The regiment lined up. I questioned them. No one had anything to say. The sergeant and I had a look at the te
nt where L slept. His sleeping-bag lay just to the left of the tent flaps. We found nothing to help here.
“It seems to be out of the question,” I reassured the sergeant, “that one of our own boys is the thief—in that case, we’d already have had something like this happen at school. It seems to me that the watch we’ve set up hasn’t been too vigilant and some of that robber band have slipped through.”
The sergeant thought I might be right. We decided to spend the next night supervising the sentries ourselves.
About a hundred yards away from the camp stood a haystack. We intended to spend the night there and make it our point of vantage. The sergeant was to watch from nine till one, and I from one till six.
We slipped off after supper, escaping the notice of any of the boys.
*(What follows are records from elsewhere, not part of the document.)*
PR #11259, opened 2026-05-12
Shorten EKS Control Plane SubscriptionFilter / DeliveryStream names

zaklawrencea:
To make sure new accounts/clusters do not hit naming max length limitations, shorten the resource name of the EKS Control Plane logging subscription filter/delivery stream.

### DIFF
--- a/cluster/cluster.yaml
+++ b/cluster/cluster.yaml
@@ -172,13 +172,13 @@ Resources:
     Properties:
       LogGroupName: !Ref ControlPlaneLogGroup
       RoleArn: !GetAtt EKSControlPlaneCWtoFirehoseRole.Arn
-      FilterName: "EKSCtrlPlaneLogs-{{.Cluster.Name}}"
+      FilterName: "EKS-{{.Cluster.Name}}"
       FilterPattern: ""
       DestinationArn: !GetAtt EKSControlPlaneLogsDataFirehose.Arn
   EKSControlPlaneLogsDataFirehose:
     Type: AWS::KinesisFirehose::DeliveryStream
     Properties:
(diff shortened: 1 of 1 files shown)


cluster/cluster.yaml
```diff
@@ -245,7 +245,7 @@ Resources:
                   - "firehose:PutRecord"
                   - "firehose:PutRecordBatch"
                 Resource:
-                  - "arn:aws:firehose:*:{{.Cluster.InfrastructureAccountID}}:deliverystream/EKSCtrlPlaneDeliveryStream-{{.Cluster.Name}}"
+                  - "arn:aws:firehose:*:{{.Cluster.InfrastructureAccountID}}:deliverystream/EKS-{{.Cluster.Name}}"
       RoleName: "EKSCtrlPlaneCWtoFirehose-{{.Cluster.Name}}"
```
tcondeixa: is this name not too big for some cases?

zaklawrencea: I don't think the ARN length is a problem. And adding 4 characters to the cluster name `EKS-<cluster-name>` for the delivery stream should be reasonable.

tcondeixa: I was not taking about the arn length but the RoleName itself that is also prepended with `EKSCtrlPlaneCWtoFirehose-`

zaklawrencea: Do you have a suggestion for a shorter name? `EKSCWtoFirehose-` / `EKSFirehoseS3-`. (trying to preserve some context)

tcondeixa: I think `EKSCWtoFirehose-` should be enough

tcondeixa (approved):

zaklawrencea:
:+1:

I made myself quite comfortable in the hay.
At one o’clock or thereabouts, the sergeant woke me.
“All in order so far,” he whispered.
I clambered out of the hay and posted myself at the side of the rick.
The full moon cast deep shadows.
A wonderful night.
I could see the tents and distinguish the sentries. They were just changing.
To and fro, to and fro, they went; they covered the four points of the compass. Guarding their cameras!
As I sat there, I saw before me the picture in the priest’s study—and in my own home.
The hours went by …
My school subjects are history and geography. The form of the earth, and the story of the earth—these are my province. The earth is round, but history—it struck me then—history has become a four-cornered affair …
I daren’t smoke, for I was keeping a secret watch over the sentries …
My profession doesn’t interest me any longer, I thought.
Why was that picture still before my mind? Was I haunted by the Crucified One? No. Or by the face of His mother? No. It was the warrior, the armed and helmeted warrior, the Roman Captain, whose face haunted me.
Why?
He conducted the execution of a Jew. And as the Jew died, he must have murmured: “There dies no man.”
He had come to know God. What followed his discovery? What was his next act? He stood quiet beneath the cross. Lightning pierced the night, the curtain in the Temple was rent, the earth shuddered—the Roman Captain stood on, acknowledging the new God as the man died upon the cross—knowing that the world—his world—was condemned to death.